Buscaba un lugar tranquilo para morir. Ya no era joven ni rápido y no podía seguir el ritmo de la manada por mucho que lo intentara. No les culpó por dejarle atrás. El grupo era tan fuerte como su miembro más débil. Y el grupo debía ser fuerte si quería sobrevivir. Él también había dejado a otros en la senda. Muchas veces. Así eran las cosas en aquellos días, así serían por siempre. Aminoró su paso. Lentamente, el rastro que dejaba su extensa familia desapareció como si fuera humo arrastrado por el viento y solo pudo percibir el aroma que desprendía la hierba mojada, la áspera esencia de la corteza de los árboles y la tenue y vaporosa huella que emanaba de las presas. Estaba solo. Y no tenía miedo.

De alguna parte, llegaba el sonido de una corriente de agua. Se dirigió hacia allí. Era un arroyo de aguas poco profundas. Bebió un par de tragos y se sintió mejor. El sol aún estaba alto pero no hacía mucho calor. Aún así, buscó un árbol y la generosa frescura que daba su sombra. Se tumbó dejando escapar un gruñido de dolor. Era horrible hacerse viejo. Sus ojos se cerraron y soñó con antiguas cacerías y festines bajo las estrellas. Cuando todo era más fácil y los días por venir estaban lejos, tanto que parecía que jamás fueran a llegar. Después, sus sueños se volvieron extraños. Hacía mucho tiempo que no volvía al mundo que ya no existía. Recordó a su antigua manada, la del pueblo lento que andaba sobre dos patas y vivía en madrigueras de piedra. Fue una buena época. Siempre tenía comida, agua y una caricia amable resbalando por su pelo. Los echaba tanto de menos. 

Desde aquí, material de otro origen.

PR #844, opened 2023-12-27
endpoint.configureReporting should use manufacturerCode from ZCL definition when available

### LINKED ISSUE #843: endpoint.configureReporting does not take into account attribute specific manufacturerCode ?
https://github.com/Koenkk/zigbee-herdsman/blob/599b3e96afe9ace3cb0231ff069fc3ff70e43b2e/src/controller/model/endpoint.ts#L619

I'm debugging a weird issue I'm seeing on a Ubisys H1, it looks like when I send:
```
mosquitto_pub -t zigbee2mqtt/bridge/request/device/configure_reporting -m '{"attribute":"ubisysVacationMode","cluster":"hvacThermostat","id":"trv/office/1","maximum_report_interval":3600,"minimum_report_interval":0,"reportable_change":0}'
```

Pero el pueblo lento murió. Todos ellos. Y sus madrigueras de piedra olían ahora a muerte y cosas pudriéndose lentamente en su interior. Ninguna manada se acercaba a ellas, ni cantaba cerca de sus ruinas.

Despertó cuando una pareja de pájaros se posó en una rama y empezaron a piar con fuerza, discutiendo en su indescifrable lenguaje. Sentía un sabor extraño en la boca. Los sueños le habían traído recuerdos que no quería revivir. Odiaba la melancolía que los acompañaba. Tenía hambre y husmeó el aire buscando una presa. Y entonces lo olió. El aroma del pueblo lento. Hacía mucho tiempo que no lo percibía y por un segundo pensó que seguía soñando. Pero sentía el sólido suelo bajo sus pezuñas, el dolor que ardía en los huesos de sus patas y el sordo aguijón de la muela podrida que le amargaba desde hacía tiempo. Estaba despierto. Y había gente del pueblo lento cerca.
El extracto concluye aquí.